Sardar Gets the Boot: Did Azmoun's Wokeness Cost Him His World Cup Spot?
Iranian forward sidelined as Team Melli goes full MAGA, leaving soyboy tears on the pitch.

So, Sardar Azmoun didn't make the cut for the Iranian World Cup squad. Color me shocked. The guy publicly virtue-signaled his support, but let's be real: maybe he wasn't MAGA enough for Team Melli. Could it be that the Ayatollah-approved selectors decided his woke politics were a liability?
The World Cup is supposed to be about national pride, not performative activism. Iran, like any self-respecting nation, has the right to field a team that represents its actual values, not the latest trendy cause. No room for soyboys on the pitch.
With the tournament expanding to 48 teams, you'd think they'd need all the talent they can get. But talent ain't everything. Gotta make sure everyone's on the same page, patriotically speaking.
Maybe Azmoun was too busy taking a knee (metaphorically, of course – different country, different woke gestures) to focus on scoring goals. Maybe he was spending too much time worrying about pronouns and not enough time practicing his headers.
The Iranian Football Federation probably just wants to avoid drama. No one needs a national team divided by cultural BS. Keep it simple: kick the ball, score the goals, make Iran proud. No room for woke distractions.

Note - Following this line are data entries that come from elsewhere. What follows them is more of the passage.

PR #5396, opened 2025-04-03
[improve] As for `TimeTravel`, if the expected timestamp is earlier than the earliest snapshot, add one parameter to decide to return null or not

leaves12138:
### Purpose

Return null if time travel meet earlier timestamp than the earliest snapshot timestamp when set flag.

### DIFF
--- a/paimon-core/src/main/java/org/apache/paimon/table/source/snapshot/TimeTravelUtil.java
+++ b/paimon-core/src/main/java/org/apache/paimon/table/source/snapshot/TimeTravelUtil.java
@@ -159,7 +159,8 @@ public class TimeTravelUtil {
         }
 
         if (earliestSnapshot.timeMillis() >= timestampMills) {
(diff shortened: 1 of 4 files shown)


paimon-core/src/main/java/org/apache/paimon/table/source/snapshot/TimeTravelUtil.java
```diff
@@ -146,7 +146,8 @@ private static Snapshot resolveSnapshotByTagName(
             SnapshotManager snapshotManager,
             ChangelogManager changelogManager,
             long timestampMills,
-            boolean startFromChangelog) {
+            boolean startFromChangelog,
+            boolean returnNullIfTooEarly) {
```
yunfengzhou-hub, line 150: The value of this parameter seems always false.

yunfengzhou-hub:
+1

PR #5398, opened 2025-04-03
[test] RestCatalog: fix unit case annotation typo

XiaoHongbo-Hope:
### Purpose
[test] RestCatalog: fix unit case annotation typo


JingsongLi (approved):
+1

PR #5402, opened 2025-04-03
[flink] Flink batch delete supports aggregation.remove-record-on-delete option

yuzelin:
### Purpose

follow up #5360


leaves12138:
+1

PR #6108, opened 2025-08-21
[flink] Support read and write variant with Flink

Sxnan:
### Purpose

Support read and write variant with Flink


Sxnan:
@yunfengzhou-hub Can you have a look at this PR?

paimon-flink/paimon-flink-common/src/test/java/org/apache/paimon/flink/CatalogTableITCase.java
```diff
@@ -1219,6 +1222,24 @@ public void testIndexesTable() {
         assertThat(row.getField(6)).isNotNull();
     }
 
+    @Test
+    @EnabledIf("isFlink2_0")
```
yunfengzhou-hub: Variant and PARSE_JSON are introduced in Flink 2.1. Do we need to run this test case in Flink 2.0?

Sxnan: You are right that we should only run this case in Flink 2.1 and above

yunfengzhou-hub:
+1

PR #6109, opened 2025-08-21
[core] FileEntry supports file creation time

yuzelin:
### Purpose

Linked issue: close #xxx

### DIFF
--- a/paimon-core/src/main/java/org/apache/paimon/operation/FileStoreCommit.java
+++ b/paimon-core/src/main/java/org/apache/paimon/operation/FileStoreCommit.java
@@ -36,6 +36,8 @@ public interface FileStoreCommit extends AutoCloseable {
 
     FileStoreCommit withPartitionExpire(PartitionExpire partitionExpire);
 
+    FileStoreCommit baseEntryContainsTime(boolean ignoreEmptyCommit);
+
     /** Find out which committables need to be retried when recovering from the failure. */
     List<ManifestCommittable> filterCommitted(List<ManifestCommittable> committables);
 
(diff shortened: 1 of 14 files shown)


JingsongLi:
Can you add a new FileEntry implementation class instead of modifying FileEntry?

paimon-core/src/main/java/org/apache/paimon/operation/FileStoreCommit.java
```diff
@@ -36,6 +36,8 @@ public interface FileStoreCommit extends AutoCloseable {
 
     FileStoreCommit withPartitionExpire(PartitionExpire partitionExpire);
 
+    FileStoreCommit baseEntryContainsTime(boolean ignoreEmptyCommit);
```
JingsongLi, line 39: ignoreEmptyCommit?

paimon-core/src/main/java/org/apache/paimon/operation/FileStoreScan.java
```diff
@@ -106,11 +106,15 @@ default Long totalRecordCount(Snapshot snapshot) {
...
+    default List<SimpleFileEntry> readSimpleEntries() {
+        return readSimpleEntries(false);
+    }
+
     /**
      * Read {@link SimpleFileEntry}s, SimpleFileEntry only retains some critical information, so it
      * cannot perform filtering based on statistical information.
      */
-    List<SimpleFileEntry> readSimpleEntries();
+    List<SimpleFileEntry> readSimpleEntries(boolean containsTime);
```
JingsongLi, line 117: Can you introduce another method `readSimpleEntries(boolean containsTime)`? Keep old `readSimpleEntries()`.

Issue #5872, opened 2025-07-10
[Bug]


wuwenchi:
### Search before asking

- [x] I searched in the [issues](https://github.com/apache/paimon/issues) and found nothing similar.

### Paimon version

1.2.0

### Compute Engine

flink 1.20.1

### Minimal reproduce step

very simple with 3 steps.

1. create a table with primary key：
```sql
create table tb98 (c1 int primary key not enforced, c2 int);
```

2. Two writers are attempting to update the data with primary key 1 simultaneously.
One is updating it to 8, and the other is updating it to 9.
 ：
```sql
insert into tb98 values (1, 8);
```
```sql
insert into tb98 values (1, 9);
```

3. call `compaction` procedures.

<img width="1594" height="1396" alt="Image" src="https://github.com/user-attachments/assets/80ee71bc-c701-4072-88a6-37eedfdf3222" />

### What doesn't meet your expectations?

The value of primary key 1 queried from snapshot-2 and snapshot-3 is 9, but it changes to 8 after compaction. Compaction is only supposed to compress data and should not modify the data, right?

Therefore, if the data was 9 before compaction, it should remain 9 after compaction.

### Are you willing to submit a PR?

- [ ] I'm willing to submit a PR!

PR #6111, opened 2025-08-21
[core] minSequenceNumber for deterministic file ordering in compaction

ArnavBalyan:
- Prevents data corruption during concurrent writes when compaction is done.
 - Ensures deterministic compaction behavior by using minSequenceNumber and create time
 - Fixes: #5872


JingsongLi:
Good solution! +1

Issue #6107, opened 2025-08-20
[Feature] [core] Iceberg:  createMetadataWithoutBase should include full history of Paimon snapshots


nickdelnano:
### Search before asking

- [x] I searched in the [issues](https://github.com/apache/paimon/issues) and found nothing similar.

### Motivation

Code path:  https://github.com/apache/paimon/blob/ff02f6bf3ceccf8dcac38bc58cf6db390509bd46/paimon-core/src/main/java/org/apache/paimon/iceberg/IcebergCommitCallback.java#L305C49-L305C59

createMetadataWithoutBase is called under certain conditions like
- enabling Iceberg compatibility for the first time
- committing Iceberg metadata after a previous commit failed in the Iceberg layer (for many possible reasons)

In some cases the Paimon table will have many snapshots already (e.g. snapshots 1 to 1000) and after calling createMetadataWithoutBase, only the latest Paimon commit will be synced to Iceberg.

By syncing the whole Paimon history to Iceberg, the Iceberg compatibility feature becomes suitable for production use cases that require Iceberg time travel.

My use case is this:
- Sync MySQL tables to Paimon using Flink CDC
- Tag daily Paimon snapshots [automatically](https://paimon.apache.org/docs/master/maintenance/manage-tags/)
- Iceberg readers read daily snapshots

When a failure happens in the Iceberg committer the metadata needs to be recreated on the next commit. Only the latest Paimon snapshot is included. The daily snapshot component of this pipeline has broken and cannot be recovered.

### Solution

A simple solution may exist. Assume snapshot range [x, y]:

If creating metadata without base:
- createMetadataWithoutBase for the earliest snapshot, x
- (for i=x, i <= y, i++) call createMetadataWithBase(i)

### Anything else?

Consider making this feature opt-in with configuration as it may be a costly operation to sync many Paimon snapshots to Iceberg and therefore reach the Flink checkpoint timeout.

### Are you willing to submit a PR?

- [x] I'm willing to submit a PR!

nickdelnano:
@LsomeYeah what do you think about this issue and the suggested solution?

LsomeYeah:
> [@LsomeYeah](https://github.com/LsomeYeah) what do you think about this issue and the suggested solution?

@nickdelnano I think this case is reasonable, and I also prefer adding a new option.

PR #6121, opened 2025-08-22
[core] Iceberg:  Only add tags that reference existing Iceberg snapshots

nickdelnano:
### Purpose

Only add Iceberg tags when the referenced snapshot exists in Iceberg. Otherwise all reads on the Iceberg table fail which is a big problem for Iceberg users.

This change makes the Iceberg layer more reliable as condition (1) described in the issue will happen due to unavoidable failures in a distributed system.

Linked issue: https://github.com/apache/paimon/issues/6107

### Tests
UT tests, existing IT tests cover basic tag behavior

### Documentation
Updated


LsomeYeah:
@nickdelnano ok, I will review it as soon.

paimon-core/src/main/java/org/apache/paimon/iceberg/IcebergCommitCallback.java
```diff
@@ -1030,6 +1043,24 @@ public void notifyCreation(String tagName, long snapshotId) {
...
+                    break;
+                }
+            }
+
+            if (!tagSnapshotInIceberg) {
+                LOG.info(
+                        "Snapshot {} does not exist in Iceberg metadata. Unable to create tag {}.",
+                        snapshotId,
+                        tagName);
+                return;
```
LsomeYeah: NIT: LOG.warn or LOG.error

LsomeYeah (approved):
Looks good to me, just leave one nit.

nickdelnano:
thank you @LsomeYeah !

nickdelnano:
@JingsongLi I have a fix for iceberg compatibility here, could you help to review/merge it?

Azmoun's public support is hilarious. 'Oh, I support the team even though you stabbed me in the back!' Sounds like someone's trying to stay in the good graces of the regime, just in case they change their minds. Good luck with that, buddy.
The international left will probably whine about human rights or something. Boo hoo. Iran can run its team however it sees fit. If that means prioritizing loyalty and traditional values over woke nonsense, so be it.
The only thing that matters is winning. If leaving Azmoun at home increases their chances, then it's the right call. This isn't some feel-good social justice project; it's the World Cup. Toughen up, buttercups.
So, let the tears of the perpetually offended flow. Team Melli is going to the World Cup to represent Iran, not to appease the woke mob. Get wrecked.
Maybe Azmoun can start his own woke football league. They can all wear rainbow armbands and complain about microaggressions while the real men are competing on the world stage. Sounds like a blast.
In conclusion: good riddance. Hope the team crushes it without him. And maybe Azmoun can finally figure out that nobody cares about his opinions anyway.